Nowadays, owners and developers of deep learning models must consider stringent privacy-preservation rules of their training data, usually crowd-sourced and retaining sensitive information. The most widely adopted method to enforce privacy guarantees of a deep learning model nowadays relies on optimization techniques enforcing differential privacy.

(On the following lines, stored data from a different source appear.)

PR #3600, opened 2023-01-20
Use smime_sign_as when signing S/MIME messages

whitney-cumber:
Do not use pgp_sign_as but smime_sign_as when signing messages.

* **What does this PR do?**

I believe there is a copy and past error as the signing for S/MIME queries the **pgp**_sign_as instead of the **smime**_sign_as config varialble.


flatcap (approved):
Damn!  That was careless.
Thanks!

PR #3601, opened 2023-01-20
Recalc envelope window if smime_sign_as changes

whitney-cumber:
* **What does this PR do?**

Not sure about this but it seems that changes of `$smime_sign_as ` are not responded to.  If this is intentional, feel free to close this PR.


flatcap (approved):
> If this is intentional

Nope.  That looks like it's been overlooked.

Thanks!

PR #3604, opened 2023-01-20
Rename ask_follow_up to ask_followup_to

whitney-cumber:
Rename the config variable `ask_follow_up` to `ask_followup_to` so that its name matches the header name it is guarding (namely `Followup-To:`) and to be consistent with the config variable `followup_to_poster`.

Create synonym `ask_follow_up` to not break existing configs.

### DIFF
--- a/docs/config.c
+++ b/docs/config.c
@@ -189,7 +189,7 @@
 */
 
 #ifdef USE_NNTP
-{ "ask_follow_up", DT_BOOL, false },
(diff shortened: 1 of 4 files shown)


flatcap (approved):
Perfect.  Thanks!

flatcap:
Pushed to the website: https://neomutt.org/guide/reference#ask-followup-to

Issue #3615, opened 2023-01-22
`mono` and `color` command print unhelpful/wrong error message


whitney-cumber:
## Expected Behaviour

A helpful error message pointing to the location of the mistake.

## Actual Behaviour

Misleading/wrong error message.

## Steps to Reproduce

0. Start Neomutt: `neomutt -F /dev/null`
1. Issue the command: `:color iDoNotExist red blue`  (or its `mono` analogue)
3. Observe the error message `red: unknown command`

### Extra Info

I hope we can all agree that that is not a good error message: neither was `red` the command nor was the mistake at `red`
The mistake here was to specify some invalid object to colour.

A better error message would have been:
`color: 'iDoNotExist' is not a valid object to color' or `color: invalid object to color: iDoNotExist`

## How often does this happen?

- Always

## NeoMutt Version

```
20220429
```

PR #3629, opened 2023-01-25
config: skip line rest of line after a warning

flatcap:
- warn about colours not objects
  (we already have a translation)

- config: skip line rest of line after a warning
  Don't try to parse the rest of a line, after a mistake is found

Fixes: #3615


flatcap:
Sample output:
```
Warning in test.rc, line 1: iDoNotExist: no such colour
```

PR #3633, opened 2023-01-25
Rename `tmpdir` to `tmp_dir`

whitney-cumber:
Rename `tmpdir` to `tmp_dir` to bring it in line with other `*_dir` config variables like `attach_save_dir`, `autocrypt_dir`, `news_cache_dir`.

A synonym `tmpdir` is provided for backwards compatibility.

This rename can be seen as controversal:

Pro: uniform naming scheme
Con: $TMPDIR (the environment variable) is a well known, well, environment variable and `tmpdir`/`tmp_dir` is closely related.

If you don't like it, then close it.

### DIFF
--- a/docs/config.c
+++ b/docs/config.c
@@ -5290,7 +5290,7 @@
 ** A value of zero or less will cause NeoMutt to never time out.
 */
 
-{ "tmpdir", DT_PATH, TMPDIR },
+{ "tmp_dir", DT_PATH, TMPDIR },
 /*
 ** .pp
 ** This variable allows you to specify where NeoMutt will place its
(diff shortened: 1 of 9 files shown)


flatcap:
> This rename can be seen as controversial:

hehe, yeah.
I'm not sure how I feel yet.

In an ideal world, we'd eventually deprecate all the old synonyms.
Realistically, while `mutt` exists, we're unlikely to do so.

This might be a case of: rename to `tmp_dir`, but always accept `tmpdir`.

One of my many fantastical ideas for NeoMutt is to copy `readline`s `completion-map-case` feature.
This allows you to auto-complete and have it "fix" any hyphens that should be underscores, or vice versa.

There are plenty of commands with hyphens and plenty with underscores.

https://github.com/neomutt/neomutt/blob/57a9959929f48a41ca1c900450d28af69f67b1a1/mutt_commands.c#L77-L78

PR #3634, opened 2023-01-25
Use the (new) application/pkcs7-* MIME types

whitney-cumber:
Do not generate the legacy MIME types application/x-pkcs7-* (note the "x-") but the standardised types application/pkcs7-*.

The application/pkcs7-* MIME types are standardised in [RFC8551] section 3.2.  The (historic) [RFC2311] states in section C.1

   Some early implementations of S/MIME agents used the following MIME
   types:

   application/x-pkcs7-mime
   application/x-pkcs7-signature
   application/x-pkcs10

   In each case, the "x-" subtypes correspond to the subtypes described
   in this document without the "x-".

[RFC8551] https://datatracker.ietf.org/doc/rfc8551/
[RFC2311] https://datatracker.ietf.org/doc/rfc2311/

### DIFF
--- a/docs/config.c
+++ b/docs/config.c
@@ -4474,7 +4474,7 @@
 /*
 ** .pp
 ** This format string specifies a command which is used to decrypt
-** \fCapplication/x-pkcs7-mime\fP attachments.
+** \fCapplication/pkcs7-mime\fP attachments.
 ** .pp
 ** The OpenSSL command formats have their own set of \fCprintf(3)\fP-like sequences
 ** similar to PGP's:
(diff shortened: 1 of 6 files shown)


flatcap (approved):
Nice!

Checking the logs, `x-pkcs7` was added 17 years ago, then (probably) forgotten about.
Given that the recent RFC is 3 years old, it seems fair to use `pkcs7`.

I've added a missing line to `docs/smime-notes.txt`
The line you added was missing the continuation: `-print_certs...`

PR #3639, opened 2023-01-27
Implement `Smime:` pseudo header for composing

rayfordshire:
When composing messages NeoMutt supports some pseudo headers like "Attach:" or "Pgp:".

Implement the "Smime:" header which allows to select S/MIME encryption/signing just like the "Pgp:" header. The valid values for the header are the same as for "Pgp:", namely "E" (encrypt), "S" (sign), and "S <id>" (sign as).

* **What does this PR do?**

Brings support of S/MIME closer on par with PGP.

* **Rambling Notes**

I noticed that postponed mails have an "X-Mutt-PGP:", "X-Mutt-SMIME:" header.  Maybe it might be worth supporting those too when composing a message? (maybe even saying that those should be used as they avoid ambiguity??)

### DIFF
--- a/docs/manual.xml.head
+++ b/docs/manual.xml.head
@@ -3012,6 +3012,27 @@ color sidebar_divider   color8  default     <emphasis role="comment"># Dark grey
           </para>
         </sect3>
 
+        <sect3 id="smime-header">
+          <title>Smime: Pseudo Header</title>
+          <para>
+            If you want to use S/MIME, you can specify
+          </para>
+          <para>
+            <literal>Smime:</literal> [
+            <literal>E</literal> |
+            <literal>S</literal> |
+            <literal>S</literal>
+            <emphasis>&lt;id&gt;</emphasis> ]
+          </para>
+          <para>
+            <quote>E</quote> selects encryption, <quote>S</quote> selects signing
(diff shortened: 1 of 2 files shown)


flatcap:
> Brings support of S/MIME closer on par with PGP.

Nice!

> postponed mails have an "X-Mutt-PGP:", "X-Mutt-SMIME:" header.
> maybe even saying that those should be used as they avoid ambiguity

Hmm...   They'd certainly be less ambiguity if all our pseudo-headers began: `X-Mutt-*`.
But, the current ones are short and convenient.
I'm not quite sold on the idea of changing the default... yet.

---

> postponed mails have an "X-Mutt-PGP:", "X-Mutt-SMIME:" header.
> Maybe it might be worth supporting those too

Not a bad idea.
Would you mind taking a look? 

The headers are checked here:
https://github.com/neomutt/neomutt/blob/9a6d97bf70c5969e273ecd970345f1f07e155d42/mutt_header.c#L341-L353

We'd need to refactor this code:
https://github.com/neomutt/neomutt/blob/9a6d97bf70c5969e273ecd970345f1f07e155d42/postpone/postpone.c#L764-L772

Thanks :heart:

flatcap (approved):

PR #3640, opened 2023-01-27
Fix `$pager_read_delay`

### LINKED ISSUE #3609: Wrong message is marked read with `$pager_read_delay` = 1
## Expected Behaviour

When moving to the next message in the pager, the origin message should be marked as read not the destination message.

## Actual Behaviour

The destination message is marked as read.

## Steps to Reproduce

Create a mailbox `=testmailbox` (or use an existing one) with two (ideally consecutive) new/unread messages.
We call the messages A and B.

0. Start Neomutt with default config: `neomutt -F /dev/null`
1. Set `$pager_read_delay` to any value > 0
2. Open =testmailbox
3. Move to message A and open it for longer than `$pager_read_delay` seconds in the builtin pager
4. Move or jump to message B (e.g. with `<next-undeleted>`, `<next-entry>`, ... or their `previous-*` counterparts, `<jump>`, ...) and immediately close the pager (more precisely close in under `$page_read_delay` seconds)
5. Observe that message A is still unread while message B is marked as read.

- Always

The moment I enabled `$pager_read_delay`.

## NeoMutt Version

```
20220429
```

## Extra Info

Tested with

* `use_threads=flat`, `$use_threads=threads`
* different move commands (`<jump>`, `<previous-undeleted>`, `<next-entry>`)
* different values to `$pager_read_delay`
* unread messages of new (`N`) and old (`O`) type

in all cases the bug exists.

rayfordshire:
* **What does this PR do?**

I don't understand the event loop (nor the "multi"threading) between pager and index fully.  However, the timer check should be done *after* the statement which takes the idle time, here waiting for user input.  They should also done *before* handling the operations as those can alter the internal state (like the current mail) leading to bugs such as #3609.

Alternatively, we can do the timer check at the end of the loop. To this end, we have to introduce two local variables `cur_mail`, `cur_mailbox` set them at the beginning of the loop and use those cached values at the end of the loop in the timer check (the `mutt_set_flag` call).

Please check if this does not break any other invariant other parts of the code relay upon.

Fixes #3609.

### DIFF
--- a/pager/dlg_pager.c
+++ b/pager/dlg_pager.c
@@ -574,10 +574,6 @@ int mutt_pager(struct PagerView *pview)
   // END OF ACT 3: Read user input loop - while (op != OP_ABORT)
   //-------------------------------------------------------------------------
 
-  if (check_read_delay(&priv->delay_read_timestamp))
-  {
-    mutt_set_flag(shared->mailbox, shared->email, MUTT_READ, true);
-  }
   mutt_file_fclose(&priv->fp);
   if (pview->mode == PAGER_MODE_EMAIL)
   {
--- a/pager/dlg_pager.c
+++ b/pager/dlg_pager.c
@@ -384,11 +384,6 @@ int mutt_pager(struct PagerView *pview)
   priv->loop = PAGER_LOOP_CONTINUE;
   do
   {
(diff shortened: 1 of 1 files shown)


flatcap (approved):
Looks good to me.
Thanks!

PR #3641, opened 2023-01-28
Devel/x mutt pseudo headers

rayfordshire:
### What does this PR do?

1) Consistently use the match length `plen` when comparing for header fields.  See commit message for more implementation details.

2) Accept X-Mutt-Fcc, X-Mutt-Attach, X-Mutt-PGP, X-Mutt-SMIME pseudo headers when composing a message.  These headers are already used by the postpone mechanism.

3) Support X-Mutt-Mix.  This header is already support by the postpone mechanism, I just ported it and replaced `hdr` with `e`.
Important: I have no clue what this does nor how Mixmaster works! So please check before merging.

4) It does not port X-Mutt-References into the compose menu.  If I understood it correctly, it detects whether the postponed message was a reply.  Since we come from the index/pager we know whether we replied to a message or not.  (Also I could not figure out how to set the SEND_REPLY flag from this void-method.)

5) I did not combine/factor out (as hinted in #3639) the header handling of `mutt_get_postponed()` in postpone/postpone.c and `mutt_edit_headers()` in mutt_header.c as their effects for the headers seem to have almost nothing in common except the header names.

### An RFC Reference

During the implementation I came about this wonderful RFC number 6648 [RFC6648].  Since we all know all RFCs by heart I don't need to remind you that this RFC is about *not* using "X-" prefixes in custom headers, we all know its quote:

> Creators of new parameters to be used in the context of application
> protocols:
> [...]
>   3.  SHOULD NOT prefix their parameter names with "X-" or similar
>        constructs.

However the RFC

> [...]
>   4.  Makes no recommendation as to whether existing "X-" parameters
>       ought to remain in use or be migrated to a format without the
>       "X-"; this is a matter for the creators or maintainers of those
>       parameters.

This bears the questions

1. Should we use "Mutt-Fcc" et al instead of "X-Mutt-Fcc"?
2. do 1. only in the compose mechanism or only in the postpone mechanism or both?
3. Should we even strip the prefix "X-Mutt" and so return to the original names?
4. do 3. for the postpone mechanism?
5. and depending on the answers to 1. to 4. what to do with this PR?

These questions heavily affect the second and third commit of this PR.  The first on can be cherry-picked/merged separately if you find its changes compelling.

[RFC6648] https://datatracker.ietf.org/doc/rfc6648/

The idea came up in #3639 .


flatcap:
Wow!  This looks good.
It may take me a little while to unpack it all :-)
(btw, I haven't forgotten about your date fixes)

mutt_header.c
```diff
@@ -289,7 +289,12 @@ void mutt_edit_headers(const char *editor, const char *body, struct Email *e,
     bool keep = true;
     size_t plen;
 
-    if (fcc && (plen = mutt_istr_startswith(np->data, "fcc:")))
+    // Check first for "X-Mutt-Fcc" then for "fcc" as it is the more
+    // unambiguous header name.
+    // Note: `plen` is only assigned once due to the short-circuit behaviour of
+    // `||`
```
flatcap, line 295: Hmm... You've added this comment in a few places
Are you sure?
If the string in `fcc`, then surely `plen` will be assigned a value twice.
Or can the compiler _really_ optimise that away?

postpone/postpone.c
```diff
@@ -761,27 +761,29 @@ int mutt_get_postponed(struct Mailbox *m_cur, struct Email *hdr,
        * see http://dev.mutt.org/trac/ticket/3653 */
       rc |= SEND_POSTPONED_FCC;
     }
+    /* Note: `plen` is only assigned once due to the short-circuit behaviour of
+     * `||` */
     else if (((WithCrypto & APPLICATION_PGP) != 0) &&
              /* this is generated by old neomutt versions */
-             (mutt_str_startswith(np->data, "Pgp:") ||
+             ((plen = mutt_str_startswith(np->data, "Pgp:")) ||
```
flatcap, line 768: In the original code, we're doing case-**sensitive** comparisons.
(these are headers that NeoMutt has written, rather than the user)
I think we should be forgiving (case-insensitive), like we are in `mutt_edit_headers()`.

flatcap (changes requested):
I like the first commit and I've left a couple of comments on the rest (open to debate :-)

After reading the RFC (thanks, I wasn't aware of it), I think we should drop the `X-` prefix.
(Even though our headers should never make it into the wild)

We'd still need to accept `X-*` just in case we encounter and old postponed email, etc.

Thanks!

mutt_header.c
rayfordshire: My bad that's very poorly written, what I actual meant was this:

>    // Note: If the first string comparison succeeds, `plen` is not overridden
>    // by the second one due to the short-circuit behaviour of `||`.

I added this since for less seasoned C programmers this might be hard to read/understand. (Better safe than sorry)

postpone/postpone.c
rayfordshire: I noticed that, too, but didn't want change it.  Will be rectified in the next version.

rayfordshire:
> After reading the RFC (thanks, I wasn't aware of it), I think we should drop the X- prefix.
> (Even though our headers should never make it into the wild)
>
> We'd still need to accept X-* just in case we encounter and old postponed email, etc.

Ok will do.  Just to be clear:

Compose should accept `Foo`, `X-Mutt-Foo` and `Mutt-Foo`.

(currently compose does only accept `Foo`, so we would two new variants.)

flatcap:
> Compose should accept `Foo`, `X-Mutt-Foo` and `Mutt-Foo`.

Yes.
But only mention `Foo`, `Mutt-Foo` in the docs.

rayfordshire:
I did

1) rebase on latest main
2) compose accepts: X-Mutt-Foo, Mutt-Foo, and Foo (only Mutt-Foo and Foo documented)
3) compose accepts: X-Mutt-Mix, Mutt-Mix (only Mutt-Mix documented).  Note: no Mix: header is accepted as this header is new.
4) case insensitive matching in postponed mails
5) postpone accepts Mutt-Foo
6) postpone writes Mutt-Foo (instead of X-Mutt-Foo)

flatcap:
> I did...

Fantastic
I'll have a read later.
Thanks!

flatcap (approved):
Great work.

I made a couple of small changes to the MixMaster parsing
- Add a missing `keep = false;` (so we filter out the fake header)
- Allow commas in string

Thanks!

According to the literature, this approach has proven to be a successful defence against several models' privacy attacks, but its downside is a substantial degradation of the models' performance. In this work, we compare the effectiveness of the differentially-private stochastic gradient descent (DP-SGD) algorithm against standard optimization practices with regularization techniques. We analyze the resulting models' utility, training performance, and the effectiveness of membership inference and model inversion attacks against the learned models. Finally, we discuss differential privacy's flaws and limits and empirically demonstrate the often superior privacy-preserving properties of dropout and l2-regularization.
差分隐私和经典正则化技术优化的效用和保护
如今,深度学习模型的所有者和开发人员必须考虑严格的训练数据隐私保护规则,这些数据通常是众包的,并保留敏感信息。目前采用最广泛的方法来执行深度学习模型的隐私保证依赖于执行差分隐私的优化技术。根据文献,这种方法已被证明是一种成功的防御几个模型的隐私攻击,但它的缺点是模型的性能大幅下降。在这项工作中,我们比较了微分私有随机梯度下降(DP-SGD)算法与正则化技术的标准优化实践的有效性。我们分析了所得模型的效用、训练性能、隶属推理和模型反演攻击对学习模型的有效性。最后,我们讨论了差分隐私的缺陷和局限性,并实证证明了dropout和12 -正则化通常具有优越的隐私保护特性。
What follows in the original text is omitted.